Update: Despite the fanfare around the Obama administration’s recent announcement that it will require bailed-out firms Citigroup, General Motors, Bank of America, Chrysler, AIG, GMAC and Chrysler Financial to cut executive compensation dramatically among certain employees, as reported in the New York Times, these pay restrictions don’t address AIG’s failure to pay back its bonuses, as Greg Kaufmann outlines below, or its plan to spend $198 million on bonuses this year.
It was bad enough this past March when–after taxpayers had doled out a mere $180 billion to save AIG and took an 80 percent stake in the company–Americans watched in utter disbelief as the very division responsible for the insurance giant’s collapse received $168 million in so-called retention bonuses.
Now Nightmare on Wall Street continues–coming March 2010 to a theater near you, as AIG plans on upping the bonuses for its Financial Products division to $198 million, bringing the total to $426 million since December 2008.
This was just one of the mind-boggling chapters of the AIG misadventure on display during last week’s House Committee on Oversight and Government Reform hearing with Neil Barofsky, special inspector general of the Troubled Asset Relief Program.

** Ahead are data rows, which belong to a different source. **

PR #374, opened 2018-06-07
Support for arch-specific extensions for tables in P4Runtime

### LINKED ISSUE #301: Make sure that P4 Runtime can be easily extended for non-PSA architectures
A few TODO items that I'm aware of:
1. Read / Write support for arbitrary architecture-specific externs. There is already some basic support but that hasn't been tested with a concrete architecture.
2. Support additional match types. This was proposed by @jtardo here (https://github.com/p4lang/PI/issues/241#issuecomment-347966628).
3. Ability to extend `TableEntry` message with a `proto.Any` message field. That will provide support for architecture-specific runtime table properties and provide support for architecture-specific direct resources.
4. Support for different types of notifications on bi-directional stream.

As mentioned above we already have some tentative - and undocumented - support for 1. in p4runtime.proto and p4info.proto. I also have a few ideas for 2. and 3. For now I am just opening this issue to make sure it makes it to the roadmap for v1.0.

antoninbas:
This introduces support for:
 - additional architecture-specific match types. This is achieved on the
 P4Info side by wrapping the match_type field in a oneof, where the
 alternative is a string specifying the arch-specific match-type
 name. On the P4Runtime side, we simply add Any as a possible value for
 the FieldMatch oneof.
 - ability to extend TableEntry message with Any message field.

Fixes #301

### DIFF
--- a/proto/p4/v1/p4runtime.proto
+++ b/proto/p4/v1/p4runtime.proto
@@ -240,6 +240,9 @@ message FieldMatch {
     Ternary ternary = 3;
     LPM lpm = 4;
     Range range = 6;
+    // Architecture-specific match value; it corresponds to the other_match_type
+    // in the P4Info MatchField message.
+    google.protobuf.Any other = 7;
   }
 }
 
--- a/proto/p4/v1/p4runtime.proto
+++ b/proto/p4/v1/p4runtime.proto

Chairman Edolphus Towns, who has emerged as a leader in trying to uncover what really happened during the financial meltdown, noted that in response to the public outcry over the last round of bonuses, AIG at the time agreed to repay $45 million to the government.
“How much of that really was collected?” asked the chairman.
“As of the conclusion of our audit’s fieldwork in August, $19 million had been collected,” said Barofksy.
If you are hoping for a reason with some semblance of legitimacy, guess again. In fact, AIG just wants to see whether it will get the nearly $200 million this coming year before it makes good on its pledge.
“They want to see what they’re going to be getting after [pay czar Kenneth] Feinberg conducts his review of the $198 million [scheduled for] next March, before they commit, or fulfill their commitment, to pay back the bonuses,” said Barofsky.
Despite the fact that the American people now own 80 percent of AIG, Feinberg can only make a “recommendation” regarding the upcoming bonuses, since these contracts were signed before February 11 and therefore are exempt from any restrictions under the American Recovery and Reinvestment Act (ARRA). It really doesn’t matter one iota whether these bonuses are in the best interest of the public.
“Who could have had the power to insert that provision?” asked Ohio Congresswoman Marcy Kaptur. “It wasn’t in the House bill. How did that get in there?”
“My understanding is that Senator Dodd introduced the amendment,” said Barofsky. “The net effect…is that the TARP does not prohibit these types of bonus payments if the bonus plan was offered prior to that date.”
Maybe it was a fiscally sound move for Dodd, the Senate Committee on Banking, Housing and Urban Affairs chairman who was perhaps looking to replenish his war chest before a tough re-election bid. But it wasn’t so great for the rest of us.